Simpler process and higher efficiency creates great expectations for consumer market
Waseda University researchers have developed a new method for producing hydrogen, which is fast, irreversible, and takes place at much lower temperature using less energy. This innovation is expected to contribute to the spread of fuel cell systems for automobiles and homes.
Hydrogen has normally been extracted from methane and steam using a nickel catalyst at temperatures of over 700°C. However, the high temperature creates major challenges for widespread use.
The group led by Professor Yasushi Sekine, Waseda University Faculty of Science and Engineering, developed a method which allows hydrogen extraction at temperatures as low as 150~200°C. This shift greatly reduces energy input needed to produce hydrogen fuel, extends catalyst life, reduces the cost of construction materials, and reduces complexity of heat-management (cooling) systems.
Although the research group had already seen that a fast reaction would be possible even in the range of 150~200°C by applying a weak electric fields (surface protonics), the mechanism had not been fully understood.
In this research, the group is the first to explain the mechanism by observing the catalyst during reaction. Protons move quickly through water adsorbed on the catalyst’s surface, and protons’ surface “hopping” allows reaction to proceed at low temperatures. Furthermore, the collision of the protons and the adsorbents prevents reversal of the reaction.

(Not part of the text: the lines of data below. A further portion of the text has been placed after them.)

PR #50, opened 2017-05-22
Consumer should connect on initialize

leklund:
* fixes bug in FastlyNsq::Producer when calling `logger`
* ensures that the consumer's connection to `nsq` is created on initialization.

Recommended Reviewers
=====================
@fastly/billing


alieander:
:+1::dango:

jaw6:
I wouldn't be surprised if we eventually wanted timeout details to be ENV-var configurable, but this seems like a good place to start for now.

PR #51, opened 2017-06-09
Cleanup / Warning removal

alieander:
There where several ruby warnings throw when running the tests.
There are still a few more fro dependancies


leklund:
:+1:

leklund (approved):

PR #202, opened 2016-12-22
support exporting variables from standalone module

madanagopalt:


madanagopalt:
closing this as there is duplicate pull request in 238 which address some more comments on this change

PR #207, opened 2017-01-17
Node inspector support for pxscene from intelliJ

madanagopalt:
Please review the changes and provide your comments

### DIFF
--- a/examples/pxScene2d/src/pxScene.cpp
+++ b/examples/pxScene2d/src/pxScene.cpp
@@ -15,7 +15,11 @@
 #include "pxUtil.h"
 
 #ifdef RUNINMAIN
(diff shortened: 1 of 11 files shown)


examples/pxScene2d/src/pxScene.cpp
```diff
@@ -15,7 +15,11 @@
 #include "pxUtil.h"
 
 #ifdef RUNINMAIN
+#ifdef ENABLE_DEBUG_MODE
+extern rtNode* script;
```
mfiess: Let's either make script always a rtNode* or make it always an object (no matter if ENABLE_DEBUG_MODE is enabled or not)

madanagopalt:
closing this as changes are pushed from other pull request

PR #257, opened 2017-03-09
Fix for retrying socket connection for all entries after dns lookup

binuinbaraj:


binuinbaraj:
This may not be needed

PR #258, opened 2017-03-09
Pass ip Mode when doing a dnslookup 

binuinbaraj:


binuinbaraj:
Will re-commit with comments added

PR #274, opened 2017-03-20
developer tool changes (debug log test)

madanagopalt:


examples/pxScene2d/src/shell.js
```diff
@@ -145,6 +145,14 @@ if (false)
         childScene.url = homeURL;
         e.stopPropagation();
       }
+      else
+      if(code == keys.D)  // ctrl-alt-shft-d
+      {
+        if (process.env.PX_DUMP_MEMUSAGE && (process.env.PX_DUMP_MEMUSAGE == "1"))
```
mfiess: Let's remove the environment variable check.  This Easter egg should log the metrics even if the environment variable is not set.

PR #280, opened 2017-03-28
Don't do hole punching when drawing without FBO

emutavchi:
When rendering to default FBO the post rendering hole punching will clear everything, for example when there is a westerossink playing fullscreen.


johnrobinsn:
Remind me to talk try o you about this

PR #284, opened 2017-03-31
Changes for integrating breakpad for Linux platform

binuinbaraj:


examples/pxScene2d/src/Makefile
```diff
@@ -202,6 +203,12 @@ LDEXT += -lX11 $(LDLIBJPEGTURBO)
 endif
 endif
 
+ifeq ($(UNAME_S),Linux)
```
mfiess: Let's change this check to ifeq ($(PX_PLATFORM),PX_PLATFORM_GLUT) to ensure these libraries are not included for non-glut platforms.

PR #286, opened 2017-03-31
Windows project and installer

jmgasper:
Note that the Windows exe still has some bugs / crashing issues, but this should be a good start.


conniefry:
I'm going to merge this pull request, but I want to document a few known issues with it that need to be fixed in subsequent merges:

- In the latest revision of package instructions, it says: "Download https://go.microsoft.com/fwlink/?LinkId=746571 and put in folder `pxCore\pxScene2d`" . But there is no 'pxCore\pxScene2d' folder.  Should it be 'pxCore\pxCore.vsbuild\pxScene2d' ?

- Also, thanks for renaming the setup exe to pxscene-setup.exe; package instructions should be updated, too. 

- Auto update says, "Should pxScene Example App automatically check for updates? ..."  It should say, "Should pxscene automatically check for updates?..."  (Notice all lowercase pxscene as well as removal of "Example").

PR #294, opened 2017-04-06
fix for crash on app termination in mac

madanagopalt:


madanagopalt:
addressed review comments as part of other pull request

PR #311, opened 2017-04-14
 temp api error checks

FitzerIRL:
Added error checking of API args


FitzerIRL:
Messy lineage... I'll do-over from a Fresh FORK ....

PR #1322, opened 2018-07-12
redesign CORS implementation

npoltorapavlo:
- move implementation to rtCORS class (replaces pxScene2d::checkAccessControlHeaders)
- implement http headers parsing
- check Access-Control-Allow-Credentials
- apply CORS to images, fonts
- build rtCORS no matter enabled or not (reduce amount of ifdef-s)
- remove unnecessary build time switch PXCORE_ACCESS_CONTROL_CHECK
- remove unnecessary build time switch PXSCENE_TEST_ACCESS_CONTROL_CHECK
- adjust the unit test test_cors.cpp for the new rtCORS
- fix warning in unit test test_rtSettings.cpp
- adjust CI list tests.json: one test used cross-origin for the font


examples/pxScene2d/src/pxScene2d.cpp
```diff
@@ -1926,6 +1923,9 @@ pxScene2d::pxScene2d(bool top, pxScriptView* scriptView)
   // rtPermissions accounts parent scene permissions too
   mPermissions = new rtPermissions(mOrigin.cString());
 #endif
+#ifdef ENABLE_ACCESS_CONTROL_CHECK
+  mCORS = new rtCORS(mOrigin.cString());
+#endif
```
mfiess: It looks like ENABLE_ACCESS_CONTROL_CHECK will no longer be defined.  Should we remove this block of code or is the intention to always setup CORS here (or perhaps some other logic)?

npoltorapavlo: Previously ENABLE_ACCESS_CONTROL_CHECK was defined in 3 different CMakeLists.txt and all CORS related code was wrapped in ifdef-s. Now it is used only in this place. If turned off mCORS will be NULL making it clear that CORS is off. By default it is on in examples/pxScene2d/src/CMakeLists.txt

PR #1338, opened 2018-07-24
Fix for OSCILLATE bug

FitzerIRL:


FitzerIRL:
Prefer this PR - https://github.com/pxscene/pxCore/pull/1299

PR #1352, opened 2018-07-30
Fix for travis build not getting stopped on a crash.

arun-govindan:


ci/unittests_linux.sh
```diff
@@ -24,16 +26,31 @@ TESTLOGS=$TRAVIS_BUILD_DIR/logs/test_logs;
 grep "Global test environment tear-down" $TESTLOGS
 retVal=$?
 count=0
-while [ "$retVal" -ne 0 ] &&  [ "$count" -ne 180 ]; do
+corefile=1
+while [ "$retVal" -ne 0 ] &&  [ "$count" -ne 180 ]i && [ "$corefile" -eq 1 ] ; do
```
madanagopalt: please remove character i after 180 count check

ci/unittests_linux.sh
```diff
@@ -24,16 +26,31 @@ TESTLOGS=$TRAVIS_BUILD_DIR/logs/test_logs;
...
-echo "kill -9 `ps -ef | grep pxscene2dtests |grep -v grep|grep -v pxscene2dtests.sh|awk '{print $2}'`"
-kill -9 `ps -ef | grep pxscene2dtests |grep -v grep|grep -v pxscene2dtests.sh|awk '{print $2}'`
+#check for corefile presence
+processId=`ps -ef | grep pxscene2dtests |grep -v grep|grep -v pxscene2dtests.sh|awk '{print $2}'`
+ls -l /tmp/pxscenecrash
+retVal=$?
+if [ "$retVal" -eq 0 ]
+  then
+  $TRAVIS_BUILD_DIR/ci/check_dump_cores_linux.sh `pwd` "$TRAVIS_BUILD_DIR/tests/pxScene2d/pxscene2dtests" "$processId" "$TESTLOGS"
+  kill -9 $processId
```
madanagopalt: just want to make sure, if we send signal to a process which is already in signal handler, it is not creating any problem?.

ci/check_dump_cores_linux.sh
```diff
@@ -3,31 +3,24 @@
...
-	gdb -q --command="$TRAVIS_BUILD_DIR/ci/debuggercmds_linux" -c $coreFileName $binary  2&>gdblogs
-	cat gdblogs
-	if [ "$TRAVIS_PULL_REQUEST" != "false" ]
+        sudo gdb -q --command="$TRAVIS_BUILD_DIR/ci/debuggercmds_linux" --pid=$3 $2 2&> gdblogs
+        if [ "$TRAVIS_PULL_REQUEST" != "false" ]
 		then
 		echo "**********************PRINTING CORE STACK DETAILS**************************"
-		echo "PATH :  $path"
-		cat $tempLogFile
+		cat gdblogs
```
madanagopalt: please clarify the difference between gdb.txt output and gdblogs output. is it ok, if we don't have gdb.txt?

ci/check_dump_cores_linux.sh
```diff
@@ -3,31 +3,24 @@
...
 if [ "$retVal" -eq 0 ]
 	then
-	tempLogFile="gdb.txt"
-	coreFileName="core"
-	sudo chmod 777 $coreFileName
-	echo "gdb -q --command=\"$TRAVIS_BUILD_DIR/ci/debuggercmds_linux\" -c $coreFileName $binary  2&>gdblogs"
-	gdb -q --command="$TRAVIS_BUILD_DIR/ci/debuggercmds_linux" -c $coreFileName $binary  2&>gdblogs
-	cat gdblogs
-	if [ "$TRAVIS_PULL_REQUEST" != "false" ]
+        sudo gdb -q --command="$TRAVIS_BUILD_DIR/ci/debuggercmds_linux" --pid=$3 $2 2&> gdblogs
```
madanagopalt: can we use variable names here instead of shell args, just for readability :)

ci/unittests_linux.sh
arun-govindan: In this case, if the signal sent is a SIGKILL or SIGTERM, it will kill the process and we will not get the stack trace as this signal cannot be ignored and this script will exit gracefully. 
Whereas with other signals like SIGSEGV, the script is continued to get the stack trace.

ci/check_dump_cores_linux.sh
arun-govindan: This is actually a code cleanup. gdb.txt is stored in a variable tempLogFile, but there is no data redirected to tempLogFile or gdb.txt. The output of gdb is sent to gdblogs. So i removed the unused variables.

PR #1359, opened 2018-08-02
fix XModule async callbacks

npoltorapavlo:


examples/pxScene2d/src/rcvrcore/XModule.js
```diff
@@ -16,10 +16,7 @@ limitations under the License.
 
 */
 
-"use strict";
```
mfiess: Out of curiosity, what is causing the need to remove "use strict"?

mfiess:
I'm going to review the freeResources() changes more thoroughly next week.

examples/pxScene2d/src/rcvrcore/XModule.js
npoltorapavlo: I thought it is strict by default in node. However after experimenting I see it is not, brought this back

examples/pxScene2d/src/rcvrcore/XModule.js
```diff
@@ -28,63 +27,24 @@ function XModule(name, appSceneContext, basePath, jarName) {
...
-    {
-      this.promises.pop();
-    }
-  }
-  this.promises = null;
-  this.moduleData = null;
   this.appSceneContext = null;
-  this.imports = null;
   this.log = null;
-  this.importReplacementMap = null;
```
mfiess: Can you please briefly describe why we no longer want to clean up these references inside of freeResources?

npoltorapavlo: imports, moduleData, promises, moduleNameList, pendingIncludes have been removed. As to 'exports', '= null' is sufficient in javascript.

PR #1370, opened 2018-08-08
Changes for loading resources from jar

kannanmadanagopalt:
just initial changes. it is under testing.


examples/pxScene2d/src/pxResource.h
```diff
@@ -139,6 +139,7 @@ class pxResource : public rtObject
   rtMutex mDownloadInProgressMutex;
   mutable rtMutex mLoadStatusMutex;
   rtCORSRef mCORS;
+  rtObjectRef mArchive;
```
mfiess: Let's remove storing the archive as a member variable inside of pxResource.  If the image or font is going to be fetched from the archive then let's pass it in as a parameter of getImage() etc but not store it as a member variable inside of pxResource.

PR #1371, opened 2018-08-09
Changes for fixing font cut-off on less scale values 

kannanmadanagopalt:


examples/pxScene2d/src/pxText.cpp
```diff
@@ -115,6 +115,34 @@ void pxText::resourceReady(rtString readyResolution)
   }     
 }
 
+void pxText::update(double t)
+{
```
mfiess: Can you please move the FBO creation and rendering from the update() method to draw()?

PR #1397, opened 2018-08-15
Fixes for spark and sparkEdge name conversion issues

arun-govindan:


examples/pxScene2d/src/mkapp.sh
```diff
@@ -4,14 +4,15 @@
 minJS=./jsMin.sh  #minify
 
 externalDir=../external
-appName=Spark
+APPNAME=Spark
 if [ "$TRAVIS_EVENT_TYPE" == "cron" ]
 then
-appName=SparkEdge
+APPNAME=SparkEdge
 else
```
conniefry: Do you really need this 'else' since APPNAME is already "Spark"

PR #1420, opened 2018-08-27
disallow create of optimus app with duplicate ID

npoltorapavlo:


examples/pxScene2d/src/rcvrcore/optimus.js
```diff
@@ -482,6 +482,9 @@ function Optimus() {
    * @returns {Application}
    */
   this.createApplication = function(props){
+    if (this.getApplicationById(props.id) !== null) {
+      throw new Error("An application with ID '" + props.id + "' already exists");
+    }
```
mfiess: Let's not throw an exception here.  Instead, we should still create the app but reject its ready promise.  Also, we should still return the app but not add the app to the applicationsArray.

examples/pxScene2d/src/rcvrcore/optimus.js
```diff
@@ -316,91 +321,108 @@ function Application(props) {
...
+    this.type = ApplicationType.SPARK;
+    _externalApp = scene.create({t:"scene", parent:root, url:uri, serviceContext:serviceContext});
+    _externalApp.on("onReady", function () { _this.log("onReady"); }); // is never called
+    _externalApp.on("onClientStarted", function () { _this.log("onClientStarted"); }); // is never called
+    _externalApp.on("onClientConnected", function () { _this.log("onClientConnected"); }); // is never called
+    _externalApp.on("onClientDisconnected", function () { _this.log("onClientDisconnected"); }); // is never called
+    _externalApp.on("onClientStopped", function () { _this.log( "onClientStopped"); }); // is never called
+    _externalApp.ready.then(function() {
+      _this.log("successfully created Spark app: " + _this.id);
+      _readyResolve();
```
mfiess: Let's check to ensure _readyResolve is defined before calling it (also in other usages).

examples/pxScene2d/src/rcvrcore/optimus.js
```diff
@@ -316,91 +321,108 @@ function Application(props) {
...
+      _this.applicationReady();
+    }, function rejection() {
+      _this.log("failed to launch Spark app: " + _this.id);
+      _readyReject(new Error("failed to create"));
```
mfiess: Let's check to ensure _readyReject is defined before calling it (also in other usages).

npoltorapavlo: It is always defined bcs promise executor is called immediately.

examples/pxScene2d/src/rcvrcore/optimus.js
npoltorapavlo: It is always defined bcs promise executor is called immediately.

PR #1431, opened 2018-09-06
fix in about.js

ashwinikalokhe:
Added fix in about.js


mfiess:
This change is now available as part of c2de7600.

PR #1442, opened 2018-09-07
fix for log message not printing

arun-govindan:


examples/pxScene2d/src/rcvrcore/AppSceneContext.js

As momentum grows for the commercialization of hydrogen, this research is not only applicable to hydrogen production, but also to many consumer products since the same mechanism makes it possible to lower the temperature for various reactions involving hydrogen or water. The process is already being applied to research for improving energy efficiency in automobiles by creating reactions between exhaust gases and fuel at low temperature.